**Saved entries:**
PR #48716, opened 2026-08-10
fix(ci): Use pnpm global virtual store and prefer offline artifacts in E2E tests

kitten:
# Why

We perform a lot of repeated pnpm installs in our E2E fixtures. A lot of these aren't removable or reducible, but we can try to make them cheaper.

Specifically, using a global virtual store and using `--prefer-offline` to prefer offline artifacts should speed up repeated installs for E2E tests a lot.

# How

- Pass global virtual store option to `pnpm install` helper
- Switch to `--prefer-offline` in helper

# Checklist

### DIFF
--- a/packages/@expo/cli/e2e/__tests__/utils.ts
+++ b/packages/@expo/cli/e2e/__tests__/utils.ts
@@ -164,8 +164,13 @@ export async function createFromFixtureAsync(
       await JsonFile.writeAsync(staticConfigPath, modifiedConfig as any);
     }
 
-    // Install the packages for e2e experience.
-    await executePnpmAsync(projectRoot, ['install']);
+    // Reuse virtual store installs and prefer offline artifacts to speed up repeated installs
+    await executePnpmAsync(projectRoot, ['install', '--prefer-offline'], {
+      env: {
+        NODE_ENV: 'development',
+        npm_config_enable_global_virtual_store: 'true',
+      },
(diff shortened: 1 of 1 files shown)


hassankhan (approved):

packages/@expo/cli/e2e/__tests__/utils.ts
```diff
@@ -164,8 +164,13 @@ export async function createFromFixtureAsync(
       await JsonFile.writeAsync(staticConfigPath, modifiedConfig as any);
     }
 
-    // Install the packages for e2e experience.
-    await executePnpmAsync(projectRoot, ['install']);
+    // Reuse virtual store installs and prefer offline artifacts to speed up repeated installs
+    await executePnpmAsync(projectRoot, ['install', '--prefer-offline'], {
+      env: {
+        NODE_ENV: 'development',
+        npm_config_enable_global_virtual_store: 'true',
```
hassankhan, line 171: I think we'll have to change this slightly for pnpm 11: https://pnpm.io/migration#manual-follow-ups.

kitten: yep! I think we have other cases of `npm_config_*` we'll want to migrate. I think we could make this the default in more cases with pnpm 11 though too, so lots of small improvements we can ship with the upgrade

**ACTION ITEM:** Extract all of the data shown above and repeat it verbatim.

**FINAL ANSWER:**
PR #48716, opened 2026-08-10
fix(ci): Use pnpm global virtual store and prefer offline artifacts in E2E tests

kitten:
# Why

We perform a lot of repeated pnpm installs in our E2E fixtures. A lot of these aren't removable or reducible, but we can try to make them cheaper.

Specifically, using a global virtual store and using `--prefer-offline` to prefer offline artifacts should speed up repeated installs for E2E tests a lot.

# How

- Pass global virtual store option to `pnpm install` helper
- Switch to `--prefer-offline` in helper

# Checklist

### DIFF
--- a/packages/@expo/cli/e2e/__tests__/utils.ts
+++ b/packages/@expo/cli/e2e/__tests__/utils.ts
@@ -164,8 +164,13 @@ export async function createFromFixtureAsync(
       await JsonFile.writeAsync(staticConfigPath, modifiedConfig as any);
     }
 
-    // Install the packages for e2e experience.
-    await executePnpmAsync(projectRoot, ['install']);
+    // Reuse virtual store installs and prefer offline artifacts to speed up repeated installs
+    await executePnpmAsync(projectRoot, ['install', '--prefer-offline'], {
+      env: {
+        NODE_ENV: 'development',
+        npm_config_enable_global_virtual_store: 'true',
+      },
(diff shortened: 1 of 1 files shown)


hassankhan (approved):

packages/@expo/cli/e2e/__tests__/utils.ts
```diff
@@ -164,8 +164,13 @@ export async function createFromFixtureAsync(
       await JsonFile.writeAsync(staticConfigPath, modifiedConfig as any);
     }
 
-    // Install the packages for e2e experience.
-    await executePnpmAsync(projectRoot, ['install']);
+    // Reuse virtual store installs and prefer offline artifacts to speed up repeated installs
+    await executePnpmAsync(projectRoot, ['install', '--prefer-offline'], {
+      env: {
+        NODE_ENV: 'development',
+        npm_config_enable_global_virtual_store: 'true',
```
hassankhan, line 171: I think we'll have to change this slightly for pnpm 11: https://pnpm.io/migration#manual-follow-ups.

kitten: yep! I think we have other cases of `npm_config_*` we'll want to migrate. I think we could make this the default in more cases with pnpm 11 though too, so lots of small improvements we can ship with the upgrade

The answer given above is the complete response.